◆ Try it: Below are some entries. Copy each line that holds the string "year".

Data extracted from a collection
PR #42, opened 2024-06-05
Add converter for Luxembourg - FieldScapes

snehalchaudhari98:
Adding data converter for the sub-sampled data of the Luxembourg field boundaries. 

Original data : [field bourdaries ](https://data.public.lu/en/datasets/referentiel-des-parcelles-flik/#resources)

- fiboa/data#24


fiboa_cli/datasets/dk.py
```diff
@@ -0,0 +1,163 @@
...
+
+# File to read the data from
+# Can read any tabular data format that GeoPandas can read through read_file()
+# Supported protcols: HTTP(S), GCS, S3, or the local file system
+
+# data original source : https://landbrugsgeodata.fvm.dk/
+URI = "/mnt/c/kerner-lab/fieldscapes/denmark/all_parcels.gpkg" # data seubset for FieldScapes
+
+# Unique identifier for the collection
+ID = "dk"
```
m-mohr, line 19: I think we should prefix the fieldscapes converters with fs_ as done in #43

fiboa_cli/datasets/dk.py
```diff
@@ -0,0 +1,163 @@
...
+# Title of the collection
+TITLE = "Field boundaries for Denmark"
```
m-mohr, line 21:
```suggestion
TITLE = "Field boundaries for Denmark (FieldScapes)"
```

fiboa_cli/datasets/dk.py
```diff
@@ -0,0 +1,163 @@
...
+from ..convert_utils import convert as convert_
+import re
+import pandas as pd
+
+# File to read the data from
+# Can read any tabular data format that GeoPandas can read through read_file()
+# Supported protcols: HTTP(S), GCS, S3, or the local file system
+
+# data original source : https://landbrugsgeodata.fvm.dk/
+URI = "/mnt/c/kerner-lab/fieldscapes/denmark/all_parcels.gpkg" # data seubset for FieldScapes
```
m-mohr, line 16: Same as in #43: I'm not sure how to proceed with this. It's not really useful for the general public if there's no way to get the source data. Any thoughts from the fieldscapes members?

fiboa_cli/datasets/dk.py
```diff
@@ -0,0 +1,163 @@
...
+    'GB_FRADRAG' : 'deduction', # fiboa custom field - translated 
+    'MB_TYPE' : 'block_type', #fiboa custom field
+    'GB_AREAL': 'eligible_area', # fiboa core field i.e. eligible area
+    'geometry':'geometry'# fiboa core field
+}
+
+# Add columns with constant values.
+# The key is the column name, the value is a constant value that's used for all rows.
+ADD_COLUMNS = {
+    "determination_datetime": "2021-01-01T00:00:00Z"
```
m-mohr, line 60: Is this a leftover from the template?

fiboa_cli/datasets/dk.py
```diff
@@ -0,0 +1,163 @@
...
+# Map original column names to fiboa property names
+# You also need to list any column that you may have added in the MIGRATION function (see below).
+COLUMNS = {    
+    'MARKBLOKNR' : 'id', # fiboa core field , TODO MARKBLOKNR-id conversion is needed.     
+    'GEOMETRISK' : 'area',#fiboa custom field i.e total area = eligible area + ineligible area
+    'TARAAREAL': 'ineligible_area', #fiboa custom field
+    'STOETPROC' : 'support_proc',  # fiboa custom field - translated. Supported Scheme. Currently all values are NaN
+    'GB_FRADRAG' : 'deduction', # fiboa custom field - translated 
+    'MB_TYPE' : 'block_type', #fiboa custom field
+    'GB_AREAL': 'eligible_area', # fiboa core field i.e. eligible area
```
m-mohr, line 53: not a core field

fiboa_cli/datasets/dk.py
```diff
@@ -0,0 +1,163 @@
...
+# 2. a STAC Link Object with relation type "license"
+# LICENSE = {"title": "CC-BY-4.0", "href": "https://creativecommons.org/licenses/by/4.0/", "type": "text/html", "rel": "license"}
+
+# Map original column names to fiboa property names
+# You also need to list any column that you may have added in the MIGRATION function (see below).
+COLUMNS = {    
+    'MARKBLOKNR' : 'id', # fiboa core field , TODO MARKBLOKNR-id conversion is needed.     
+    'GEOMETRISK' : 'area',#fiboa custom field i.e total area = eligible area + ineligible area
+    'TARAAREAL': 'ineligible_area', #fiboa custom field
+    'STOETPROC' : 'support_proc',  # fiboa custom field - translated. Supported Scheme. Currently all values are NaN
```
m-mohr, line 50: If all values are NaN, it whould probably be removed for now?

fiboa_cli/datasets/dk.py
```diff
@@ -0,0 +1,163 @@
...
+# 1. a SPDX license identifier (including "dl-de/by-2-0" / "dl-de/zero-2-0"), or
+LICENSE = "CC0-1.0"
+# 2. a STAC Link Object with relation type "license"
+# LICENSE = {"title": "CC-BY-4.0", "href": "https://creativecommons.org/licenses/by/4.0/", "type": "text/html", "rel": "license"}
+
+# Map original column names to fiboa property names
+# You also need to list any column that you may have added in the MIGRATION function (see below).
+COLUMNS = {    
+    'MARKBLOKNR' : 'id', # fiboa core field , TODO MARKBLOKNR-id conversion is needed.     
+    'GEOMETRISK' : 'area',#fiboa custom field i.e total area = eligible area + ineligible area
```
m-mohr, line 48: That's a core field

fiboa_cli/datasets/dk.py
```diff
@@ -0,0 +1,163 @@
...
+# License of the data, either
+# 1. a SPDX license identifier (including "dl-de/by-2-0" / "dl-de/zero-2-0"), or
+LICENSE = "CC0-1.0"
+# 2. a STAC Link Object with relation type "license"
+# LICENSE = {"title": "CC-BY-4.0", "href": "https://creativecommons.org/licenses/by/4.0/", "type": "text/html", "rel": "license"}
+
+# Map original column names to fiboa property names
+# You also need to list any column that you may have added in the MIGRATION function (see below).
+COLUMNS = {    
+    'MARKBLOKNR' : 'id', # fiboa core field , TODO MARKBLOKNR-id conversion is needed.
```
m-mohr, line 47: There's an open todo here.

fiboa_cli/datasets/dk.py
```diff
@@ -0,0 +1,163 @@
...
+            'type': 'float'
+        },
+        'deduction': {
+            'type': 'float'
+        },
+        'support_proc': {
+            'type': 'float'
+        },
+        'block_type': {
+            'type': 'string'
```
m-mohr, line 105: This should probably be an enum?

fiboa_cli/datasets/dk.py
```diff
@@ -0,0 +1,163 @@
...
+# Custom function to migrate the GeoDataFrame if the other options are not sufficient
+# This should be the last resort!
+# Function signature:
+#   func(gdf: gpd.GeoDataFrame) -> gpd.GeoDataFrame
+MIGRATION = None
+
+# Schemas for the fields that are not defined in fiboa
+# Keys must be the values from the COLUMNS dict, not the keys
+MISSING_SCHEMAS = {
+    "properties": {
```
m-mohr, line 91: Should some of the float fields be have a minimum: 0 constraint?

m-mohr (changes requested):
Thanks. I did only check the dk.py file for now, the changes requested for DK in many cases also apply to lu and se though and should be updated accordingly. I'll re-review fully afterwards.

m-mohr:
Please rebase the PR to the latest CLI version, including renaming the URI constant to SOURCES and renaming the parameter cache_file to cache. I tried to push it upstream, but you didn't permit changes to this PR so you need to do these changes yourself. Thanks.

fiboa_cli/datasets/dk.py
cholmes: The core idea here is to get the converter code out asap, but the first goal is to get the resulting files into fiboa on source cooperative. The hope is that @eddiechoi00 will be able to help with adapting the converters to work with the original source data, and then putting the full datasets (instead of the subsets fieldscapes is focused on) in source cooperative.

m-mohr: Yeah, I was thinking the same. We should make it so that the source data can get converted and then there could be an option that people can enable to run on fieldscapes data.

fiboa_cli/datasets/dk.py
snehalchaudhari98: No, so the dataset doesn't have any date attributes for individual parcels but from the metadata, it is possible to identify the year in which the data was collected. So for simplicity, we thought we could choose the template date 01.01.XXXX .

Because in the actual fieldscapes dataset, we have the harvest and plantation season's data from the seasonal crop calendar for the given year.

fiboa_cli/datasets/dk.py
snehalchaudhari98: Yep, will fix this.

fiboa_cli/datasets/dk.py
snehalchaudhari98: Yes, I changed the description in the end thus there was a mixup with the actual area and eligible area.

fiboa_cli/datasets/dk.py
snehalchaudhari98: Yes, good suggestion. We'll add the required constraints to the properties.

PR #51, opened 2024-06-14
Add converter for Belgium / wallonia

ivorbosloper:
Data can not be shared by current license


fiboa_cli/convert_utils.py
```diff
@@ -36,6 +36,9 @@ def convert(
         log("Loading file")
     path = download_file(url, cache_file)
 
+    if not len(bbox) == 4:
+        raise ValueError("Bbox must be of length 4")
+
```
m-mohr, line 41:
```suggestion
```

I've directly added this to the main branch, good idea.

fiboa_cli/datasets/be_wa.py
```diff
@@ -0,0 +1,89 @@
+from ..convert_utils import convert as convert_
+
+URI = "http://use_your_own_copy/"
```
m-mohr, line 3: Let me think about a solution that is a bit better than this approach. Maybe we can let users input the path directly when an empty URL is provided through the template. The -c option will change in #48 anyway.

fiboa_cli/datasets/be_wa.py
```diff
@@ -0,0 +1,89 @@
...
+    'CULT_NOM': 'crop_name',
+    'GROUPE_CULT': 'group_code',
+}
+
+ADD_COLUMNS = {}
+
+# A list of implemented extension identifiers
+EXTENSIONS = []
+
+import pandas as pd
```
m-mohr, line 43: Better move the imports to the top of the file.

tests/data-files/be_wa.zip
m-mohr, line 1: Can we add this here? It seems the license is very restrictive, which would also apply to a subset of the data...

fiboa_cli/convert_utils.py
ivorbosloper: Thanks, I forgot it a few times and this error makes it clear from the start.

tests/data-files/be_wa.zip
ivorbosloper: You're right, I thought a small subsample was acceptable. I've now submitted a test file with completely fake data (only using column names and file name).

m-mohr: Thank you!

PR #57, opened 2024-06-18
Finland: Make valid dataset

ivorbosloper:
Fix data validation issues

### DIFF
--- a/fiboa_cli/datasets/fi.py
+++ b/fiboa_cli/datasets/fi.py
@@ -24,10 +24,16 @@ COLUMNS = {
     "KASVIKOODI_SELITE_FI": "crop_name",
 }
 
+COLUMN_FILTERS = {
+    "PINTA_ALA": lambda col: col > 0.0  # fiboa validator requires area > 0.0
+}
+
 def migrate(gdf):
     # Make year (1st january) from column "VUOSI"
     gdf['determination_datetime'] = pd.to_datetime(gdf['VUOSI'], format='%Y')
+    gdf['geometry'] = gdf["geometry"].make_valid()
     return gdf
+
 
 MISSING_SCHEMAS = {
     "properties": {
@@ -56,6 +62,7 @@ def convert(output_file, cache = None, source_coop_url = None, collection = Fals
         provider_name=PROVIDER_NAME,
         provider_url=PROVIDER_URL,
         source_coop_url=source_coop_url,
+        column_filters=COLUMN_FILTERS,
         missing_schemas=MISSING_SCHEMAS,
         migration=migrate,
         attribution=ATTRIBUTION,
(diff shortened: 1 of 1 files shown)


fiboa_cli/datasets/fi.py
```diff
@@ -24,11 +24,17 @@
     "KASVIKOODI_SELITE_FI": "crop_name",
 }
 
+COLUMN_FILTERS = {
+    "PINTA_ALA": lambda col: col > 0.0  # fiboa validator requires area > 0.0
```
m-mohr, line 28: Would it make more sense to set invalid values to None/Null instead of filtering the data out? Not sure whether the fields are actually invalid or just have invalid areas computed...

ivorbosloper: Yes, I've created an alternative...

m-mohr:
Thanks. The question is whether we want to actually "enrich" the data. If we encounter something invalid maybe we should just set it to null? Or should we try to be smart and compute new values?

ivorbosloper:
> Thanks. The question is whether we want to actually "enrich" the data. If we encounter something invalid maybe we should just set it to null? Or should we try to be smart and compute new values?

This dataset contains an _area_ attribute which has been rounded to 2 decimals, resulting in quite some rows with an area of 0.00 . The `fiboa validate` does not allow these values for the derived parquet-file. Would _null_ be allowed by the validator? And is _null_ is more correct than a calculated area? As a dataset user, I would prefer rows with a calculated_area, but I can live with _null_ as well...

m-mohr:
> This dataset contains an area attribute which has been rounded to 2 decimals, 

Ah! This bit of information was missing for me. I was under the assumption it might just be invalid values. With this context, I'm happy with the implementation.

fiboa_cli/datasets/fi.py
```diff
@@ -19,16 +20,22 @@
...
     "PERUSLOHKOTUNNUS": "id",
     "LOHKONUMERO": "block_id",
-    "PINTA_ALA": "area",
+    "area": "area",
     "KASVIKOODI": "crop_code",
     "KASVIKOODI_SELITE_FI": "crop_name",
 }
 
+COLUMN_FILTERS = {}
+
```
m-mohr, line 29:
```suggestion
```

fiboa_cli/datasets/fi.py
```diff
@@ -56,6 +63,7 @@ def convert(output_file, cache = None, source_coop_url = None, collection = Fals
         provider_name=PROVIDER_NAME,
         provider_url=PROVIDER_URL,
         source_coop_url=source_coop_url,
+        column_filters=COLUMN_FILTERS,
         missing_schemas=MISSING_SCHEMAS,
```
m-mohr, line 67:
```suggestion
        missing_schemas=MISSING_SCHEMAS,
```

◆ Written reply:
snehalchaudhari98: No, so the dataset doesn't have any date attributes for individual parcels but from the metadata, it is possible to identify the year in which the data was collected. So for simplicity, we thought we could choose the template date 01.01.XXXX .
Because in the actual fieldscapes dataset, we have the harvest and plantation season's data from the seasonal crop calendar for the given year.
     # Make year (1st january) from column "VUOSI"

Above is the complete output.